While Maslow’s theory has a great deal of humanistic appeal, there is simply no consistent
evidence to prove his contention that satisfying a human need at one level actually decreases the
motivational importance of that need so that the satisfaction of a person’s needs is a process that
becomes less and less concrete as time goes on. Consequently, some motivation theorists have
attempted to modify the hierarchy of needs concept to make it more realistic in terms of its
application to goal-oriented behavior. Clayton Alderfer’s “E.R.G.”
(existence/relatedness/growth) theory has become one of the better-known content theories.
Alderfer developed his E.R.G. theory in an effort to simplify Maslow’s hierarchical model.
E.R.G. collapses Maslow’s five human need categories into just three and contends they are
active in all human beings.
Taking his cue from Maslow and other content theorists, Douglas McGregor developed a
different humanistic theory of management. It is based on two distinct sets of assumptions about
human nature (he called them Theory X and Theory Y) and the idea that managers tend to fall
into one of two groups depending on which of the two assumptions they make about their
employees. Theory X (the traditional approach to direction, control, and management) is based
on a negative view of people. Theory Y (a more modern humanistic view) sees people as
innately motivated and improvable. According to McGregor, managers organize, control, and
attempt to motivate employees based on one or the other of these assumptions.
Frederick Herzberg developed another view of human needs. His “motivation-hygiene,” or “twofactor,” theory was originally derived from an analysis of critical incidents reported by 200
engineers and accountants. They were asked to describe the times when they felt exceptionally
good and exceptionally bad about their jobs. Based on the different things respondents identified
as sources of satisfaction and dissatisfaction in their work, Herzberg identified two themes
characteristic of all jobs: (1) “maintenance” or “hygiene” factors and (2) “motivational” factors.
The motivation theories discussed in this chapter fall into two very distinct categories: (1)
content theories and (2) process theories. Content theories attempt to explain exactly what
motivates people to act as they do in a given set of circumstances. Process theories, on the other
hand, deal with how people are motivated. While none of these theories provides a complete
explanation of motivation or the motivation process, they tend to supplement one another and
provide the police administrator with a comprehensive perspective on this very complex
psychosocial phenomenon.
Police administrators today must come to grips with one simple fact of life—they are dealing
with a new breed of employee. Modern police personnel are more sophisticated than their
predecessors. They are better educated, more participative, and much less resistant to change.
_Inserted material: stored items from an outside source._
PR #2134, opened 2017-02-03
Better handeling or RTL prompts

Carreau:
Basically avoid this:

screen shot 2017-02-03 at 14 49 32

for this:

screen shot 2017-02-03 at 14 51 31

Which is not great, but it's the only option I found to ave consistent breaking regardless of wether we have space or a number in the prompt.

### DIFF
--- a/notebook/static/notebook/js/codecell.js
+++ b/notebook/static/notebook/js/codecell.js
@@ -465,7 +465,7 @@ define([
         } else {
             ns = encodeURIComponent(prompt_value);
         }
-        return 'In&nbsp;[' + ns + ']:';
+        return '<bdi>In</bdi>&nbsp;[' + ns + ']:';
     };
 
     CodeCell.input_prompt_continuation = function (prompt_value, lines_number) {
--- a/notebook/static/notebook/js/outputarea.js
+++ b/notebook/static/notebook/js/outputarea.js
@@ -455,7 +455,14 @@ define([
         var toinsert = this.create_output_area();
         this._record_display_id(json, toinsert);
         if (this.prompt_area) {
-            toinsert.find('div.prompt').addClass('output_prompt').text('Out[' + n + ']:');
+            toinsert.find('div.prompt')
+                    .addClass('output_prompt')
+                    .empty()
+                    .append(
+                      $('<bdi>').text('Out')
+                    ).append(
+                      '[' + n + ']:'
+                    );
         }
         var inserted = this.append_mime_type(json, toinsert);
         if (inserted) {
--- a/notebook/tests/notebook/prompt_numbers.js
+++ b/notebook/tests/notebook/prompt_numbers.js
@@ -21,16 +21,16 @@ casper.notebook_test(function () {
         var a = 'print("a")';
         var index = this.append_cell(a);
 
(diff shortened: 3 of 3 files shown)


ebraminio:
How can I repro the issue? Please don't use isolate-override, it is intended just for very very rare cases, using `unicode-bidi: isolate; unicode-bidi: -webkit-isolate;` is usually enough.

Carreau:
> How can I repro the issue

Use the command palette (Ctrl-Shift-P) and choose `toggle-rtl-layout`, you can use the `Help>Edit keyoard shortcuts` menu to bind it to a custom shortcut. 

I'll be happy to get indications on how to fix properly. Thanks !

ebraminio:
Ok thanks. I didn't know about command palette at all :) I see fundamental issue with toggle-rtl-layout feature, explained [here](https://github.com/jupyter/notebook/pull/2132#issuecomment-277473368)

But without considering that, what really can make this better is to instead wrap "In" "Out" with `<span dir="rtl">In</span>` tag, is that possible?

If not, the second preferred way would be applying dir="ltr" (the attribute) or direction: rtl (CSS, less preferred) to the element.

ebraminio:
In a nutshell, consider use of `<bdi>` around "In" and "Out", if is possible.

Carreau:
> But without considering that, what really can make this better is to instead wrapping "In" "Out" with <bdi>In</bdi> tag, is that possible?

Yes it should be possible. We'll have to coordinate with @michaelpacer to do this in nbconvert as well. 
 I also really appreciate your input as well, I don't think anyone regularly involved with IPython/Jupyter is an expert on internationalisation and/or RTL languages even less mix of both. So feedback welcome. 
I was unaware of `<bdi>`/`<bdo>`.

Carreau:
`In` and `Out` should now be wrapped in `<bdi>`.

ebraminio:
Sorry. This probably doesn't work, what I meant was to put just "In" and "Out" text on `<bdi>` and leave the rest :-) (also rule of thumb, never use `<bdo>` and other override things, they are unnecessary really :-) ) So something like `<bdi>In</bdi> [*]:` and `<bdi>Out</bdi>[*]:`.

Carreau:
> Sorry. This probably doesn't work, what I meant was to put just "In" and "Out" text on <bdi> and leave the rest :-) (also rule of thumb, never use <bdo> and other override things, they are unnecessary really :-) ) So something like <bdi>In</bdi> [*]: and <bdi>Out</bdi>[*]:.

Sorry I dropped the ball for a couple of days. This is now done. And thanks for taking the time to explain to me.

blink1073:
image

👍

Carreau:
Which one is the opening bracket and which one is the closing one ?

blink1073:
Full context:

image

Carreau:
We'll still have to make a better job in codemirror...

ebraminio:
I believe for CM you can apply `dir="ltr"` on code parent element.

ebraminio:
Great! Considering the title of this PR, this is now perfect IMO :)

Please have a look at my comment on https://github.com/jupyter/notebook/pull/2132#issuecomment-277501236 after this also. Probably two bug can be filed by it.

Carreau:
Ok, self merging.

They demand respect and expect to be treated as professionals. While money is still a magical
word in the police subculture, it has a much different meaning than it did a generation ago.
Salaries and fringe benefits have been improved to the point where more money, in and of itself,
no longer serves as the primary motivator in many agencies while other agencies lag behind in
salaries and benefits. Police officers demand more than just money. Most of them want to do
meaningful work that meets their conscious and subconscious higher-order needs for growth,
self-esteem, and a sense of fulfillment.